Expanding a bit on the title, I ride a 27.5" KTM Peak XT with a 3x10 setup. The chain I'm currently using is of unknown provenience (it was already there when I bought the bike, and it wasn't new). It's been almost one full year with me, probably around 6-7 months with the previous owner and it was never changed.

The chain broke once, but I replaced the broken link with a quick release link and it worked well from that point on. I'm always carrying a QR link with me since that day, in case bad things happen while on track.

Having this said, I am wondering whether or not I should replace my chain ASAP or it's just a normal thing for chains to be reliable for this long.

Also, how often should this (change the chain) happen?



3 Answers 3


There are two strong reasons to change your chain immediately:

Firstly, chains are supposed to be replaced regularly. Professional mechanics have a tool to measure chain wear (or can say by eye), but the rule of thumb for someone who replaces their chain on their own, is about once per year. In other words - bicycle chains are in no way recommended to be used until failure (because this wears off the much more expensive drivetrain components).

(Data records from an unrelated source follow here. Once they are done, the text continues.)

PR #159, opened 2016-05-18
Fix incorrect lookup for shape-transform-* config

middric:
Documentation states that you can provide transform config json files using the argument "--shape-transform-*". The code actually looks for "--transform-*". Change fixes this to match the documented behaviour.

### DIFF
--- a/bin/svg-sprite.js
+++ b/bin/svg-sprite.js
@@ -150,9 +150,9 @@ var transform						= ('' + config.shape.transform).trim();
 config.shape.transform					= [];
 (transform.length ? transform.split(',').map(function(trans){ return ('' + trans).trim(); }) : []).forEach(function(transform){
 	if (transform.length) {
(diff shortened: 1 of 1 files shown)


jkphl:
Thansk for reporting @middric! I'm not entirely sure if this fix is correct — there used to be one top-level `transform` property (this is probably what the code still refers to), but in the meantime there are two of them (`shape-transform` and `svg-transform`). Did you try passing in JSON file for configuring e.g. SVGO? Did it work? Then it's probably the correct transform property you picked ... Thanks for feedback.

middric:
Yep I tried it for shape-transform and svgo. Worked correctly! The block assigns the values from the json file to "config.shape.transform"

jkphl:
Awesome, thanks for confirming. I merged the PR, will be part of the next release! Thanks again.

The second point (you really shouldn't be needing a second reason) is that if the chain broke, then probably the whole chain is damaged (e.g. due insufficient lubrication) and will soon break again.

  • Thanks, that's about what I was thinking, thought I'd double check my view with someone from the community. I'll accept your answer :) Dec 29, 2015 at 14:53
  • 1
    @VictorNitu I disagree completely with this answer and would not recommend it as the accepted answer. If the chain has not stretched, and any damaged links have been removed/replaced using the proper technique (e.g., master link or replacement pins and correct final chain length) there is no need to replace the chain. I have correctly repaired broken chains and rode them without further problems. To be 100% safe, yes replace, but if you understand, and can work with chains, replacement is not an absolute.
    – Rider_X
    Dec 29, 2015 at 20:33
  • @Rider_X while I agree with you to some extent, I think it's more thoughtful to encourage the safe side of things, therefore accept a "replace regularly" solution over a "you can live with it" one. Who knows how these things work might read between the lines and pick a more appropriate solution. It's probably worth mentioning that I'm going to buy a new one, but keep riding with the QR in my pocket until it snaps. Then change it back at home, just after the second damage. Dec 30, 2015 at 3:53
  • @Rider_X, I agree that a chain, that is in tolerance, does not need to be replaced. My answer is "quick and dirty" - if you are not sure, replace the chain. Victor, chain stretch is a real problem. If you ride with a worn chain, you are shortening the life of your chainrings and cogs! Those cost about 10 times more than the chain.
    – Vorac
    Jan 2, 2016 at 15:06

The tool to check for "chain stretch" is incredibly cheap -- something every halfway-serious cyclist should have.

And chain breakage is most often caused by poorly executed shifting under load or a poorly adjusted derailer. (Though another cause is a poorly joined chain.)

(Poor lubrication is unlikely to cause the chain to break as a first indication -- excessive wear of chain and cogs is far more likely, and the chain will only break when wear has reached extreme levels.)

  • The only 2 times I had a chain brake were on a bike, which was used for 100km XC rides and I hadn't bother to oil the chain after every puddle of water and mud. The part from my answer, beginning with "secondly" is what the local mechanic explained after the incidents.
    – Vorac
    Dec 29, 2015 at 14:58

If it is still in tolerance then maybe ride it given you used a QR. But if it is over a year old the safe bet it is replace it.

If the rear cassette is near worn out is when I might ride it to get some more miles. Order a cassette and two chains mail order to save some money and you have them on hand. If you have a spare QR you are probably going to make it home.

But save it as a spare. I use them on kids bikes that are not going (well supposed) to ride far from home anyway.

  • I'll buy a new one whenever the shops will have new stocks, right now I can only find weird 2015 leftovers. Thanks. I don't have (or plan to have) kids, by the way :) On the other hand, I was smiling at the thought of a chain made entirely of QRs. Man that would make a good April Fools joke! Dec 30, 2015 at 3:44
  • Don't follow leftovers. A chain of QR would expensive and not very funny.